Porter l’école à bout de bras

«Dans une société qui valorise étroitement l’argent, je comprends difficilement pourquoi les formatrices des producteurs de richesse de demain sont raillées lorsqu’elles parlent de leurs conditions de travail et de salaire», écrit l'enseignante.
Photo: Mychele Daniau Agence France-Presse «Dans une société qui valorise étroitement l’argent, je comprends difficilement pourquoi les formatrices des producteurs de richesse de demain sont raillées lorsqu’elles parlent de leurs conditions de travail et de salaire», écrit l'enseignante.

Lettre au ministre de l’Éducation et de l’Enseignement supérieur

La lecture forme un tout qui inclut grammaire, syntaxe, orthographe, philosophie, esprit critique, argumentation et culture générale. Pour lui donner ses lettres de noblesse, j’invite dans mes classes une dizaine de talentueux auteurs, souvent au coeur de l’intelligentsia québécoise, sans fonds. C’est grâce à ce projet que j’ai reçu une petite carte charmante de votre ministère sur laquelle votre signature trônait. L’émotion reliée à cet honneur fut quelque peu entachée par deux stupéfiantes fautes d’orthographe. Je vous recopie une partie de la carte telle que je l’ai reçue : « Une personne de votre entourage a souhaité vous rendre hommage publiquement et témoigner de votre passion qui illumine son quotidien, en soumettant votre candidature aux prix Étincelle. […] Vos efforts leur permettront de cultiver leur désir d’apprendre et leur ouvre les portes de tous les horizons et de toutes les possibilités. » N’y a-t-il personne au sein de votre ministère pour vérifier les bons mots qui en sortent ?

Je profite également de votre suggestion faite dans La Presse+ en décembre de libérer la parole des enseignants afin d’améliorer la qualité de cette vieille et noble institution qu’est l’école. Je vous prends au mot pour revenir sur l’entrevue que vous avez récemment accordée à Radio-Canada, à l’émission Gravel le matin. Je suis la première à reconnaître que l’erreur est humaine, mais l’adage de Sénèque ne peut évincer de mon esprit celui de Joubert : « La parole entraîne, l’exemple enseigne. » Dans cette émission, vous avez dit : « des local » à trois reprises ; « à chaque année » ; « j’enclenche le procédé » (au lieu de la procédure) ; « des règles d’embauchement » (au lieu d’embauche, mais vous avez préféré embauchage).

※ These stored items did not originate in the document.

PR #12272, opened 2025-08-01
Alertmanager: Revisit computeConfig

santihernandezc:
This PR refactors the `computeConfig` method on the `MultitenantAlertmanager` struct and gives default Grafana configurations higher precedence than default Mimir configurations.

Reasoning: Each tenant gets a default Mimir configuration when it's created, but a tenant can't have a default Grafana configuration unless there's a Grafana instance sending a configuration (remote Alertmanager feature). Grafana configurations can also be deleted in case a tenant doesn't want to use them, but there's no way of deleting a default Mimir config and using the default Grafana one.

In other words, having a default Grafana config is always intentional, so it should have higher precedence.

This PR was broken down into:
- https://github.com/grafana/mimir/pull/12293
- https://github.com/grafana/mimir/pull/12289

### DIFF
--- a/pkg/alertmanager/multitenant.go
+++ b/pkg/alertmanager/multitenant.go
@@ -781,7 +781,7 @@ func (am *MultitenantAlertmanager) computeConfig(cfgs alertspb.AlertConfigDescs)
 	// Unpromoted/empty Grafana configurations are always ignored.
 	if !cfgs.Grafana.Promoted || cfgs.Grafana.RawConfig == "" {
 		// Only return the default Mimir config (lowest precedence) if the tenant is receiving requests.
-		if am.isReceivingRequests(cfgs.Mimir.User) {
+		if am.isTenantActive(cfgs.Mimir.User) {
 			return amConfigFromMimirConfig(cfgs.Mimir, am.cfg.ExternalURL.URL), true, nil
 		}
 		return amConfig{}, false, nil
@@ -794,8 +794,8 @@ func (am *MultitenantAlertmanager) computeConfig(cfgs alertspb.AlertConfigDescs)
 		return cfg, true, err
 	}
 
-	// We have no custom configs. Check the last request time to determine whether to start the AM.
-	if !am.isReceivingRequests(cfgs.Mimir.User) {
+	// We have no custom configs. Check the last activity time to determine whether to start the AM.
+	if !am.isTenantActive(cfgs.Mimir.User) {
 		return amConfig{}, false, nil
 	}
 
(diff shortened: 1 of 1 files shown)


pkg/alertmanager/multitenant.go
```diff
@@ -760,62 +760,82 @@ func (am *MultitenantAlertmanager) syncConfigs(ctx context.Context, cfgMap map[s
...
 	}
+}
 
-	if !isMimirConfigCustom {
-		level.Debug(am.logger).Log("msg", "using grafana config with the default globals", "user", userID)
-		cfg, err := am.amConfigFromGrafanaConfig(cfgs.Grafana)
-		return cfg, true, err
+// isReceivingRequests checks the last request time for a tenant, returning 'true' if the grace period has not yet expired.
+// If strict initialization is not enabled, it always returns true, as we don't keep track of request times.
+func (am *MultitenantAlertmanager) isReceivingRequests(userID string) bool {
```
yuri-tceretian: This name does not seem to describe well its implementation. Let's pick more generic. What about `isTenantActive`?

Or better reverse the result and rename it to `isTenantInactive`. This will improve readability of usages

pkg/alertmanager/multitenant.go
```diff
@@ -760,62 +760,82 @@ func (am *MultitenantAlertmanager) syncConfigs(ctx context.Context, cfgMap map[s
...
+	if !am.cfg.StrictInitializationEnabled {
+		return true
 	}
 
-	level.Warn(am.logger).Log("msg", "merging configurations not implemented, using mimir config", "user", userID)
-	return cfg, true, nil
-}
+	createdAt, loaded := am.lastRequestTime.LoadOrStore(userID, time.Time{}.Unix())
```
yuri-tceretian: var name should be lastRequestTime

pkg/alertmanager/multitenant.go
```diff
@@ -760,62 +760,82 @@ func (am *MultitenantAlertmanager) syncConfigs(ctx context.Context, cfgMap map[s
...
+	// If the value stored is not what we have in memory, the tenant received a request since the last read.
+	gracePeriodExpired := time.Since(time.Unix(createdAt.(int64), 0)) >= am.cfg.GrafanaAlertmanagerIdleGracePeriod
+	if gracePeriodExpired && am.lastRequestTime.CompareAndSwap(userID, createdAt, time.Time{}.Unix()) {
+		return false
+	}
 
-// isGrafanaConfigUsable returns true if the Grafana configuration is promoted, non-default, and not empty.
-func isGrafanaConfigUsable(cfg alertspb.GrafanaAlertConfigDesc) bool {
-	return cfg.Promoted && !cfg.Default && cfg.RawConfig != ""
+	level.Debug(am.logger).Log("msg", "user has no usable config but is receiving requests, keeping Alertmanager active", "user", userID)
```
yuri-tceretian, line 837: I wonder if we need to see this log message every time we read config from the store and try to apply it?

Vous avez ajouté avec raison que vous détestiez les fautes de français. Moi non plus, je ne les aime pas. Votre formation d’instituteur se doit d’être la garante de l’article 22 alinéa 5 de la Loi sur l’instruction publique (LIP) qui dit que l’enseignant a le devoir de prendre les mesures nécessaires pour promouvoir la qualité de la langue écrite et parlée. N’est-il pas logique de s’attendre à ce que la hiérarchie montre l’exemple ? Lors des prochaines négociations, le gouvernement aura bien de la difficulté à nous faire oublier ses casseroles linguistiques. Le féminin sera utilisé tout au long de cette lettre afin de souligner que le métier d’enseignante est à 80 % féminin.

Payées à la minute

Depuis 2005, notre tâche n’a fait que s’alourdir tandis que notre salaire s’est vu raboter pour devenir le plus bas de toutes les enseignantes du Canada. L’augmentation de notre tâche de 8 h en temps de travail de nature personnelle sur 9 jours à l’école en 2002 a été signée en échange de l’équité salariale sous François Legault, ministre de l’Éducation. Un comble alors que ce sont encore aux femmes que reviennent la plupart des tâches domestiques et l’éducation des enfants ! On nous a mises dans une case quelque part entre la case 21 et 22 selon des critères donnés par le gouvernement québécois.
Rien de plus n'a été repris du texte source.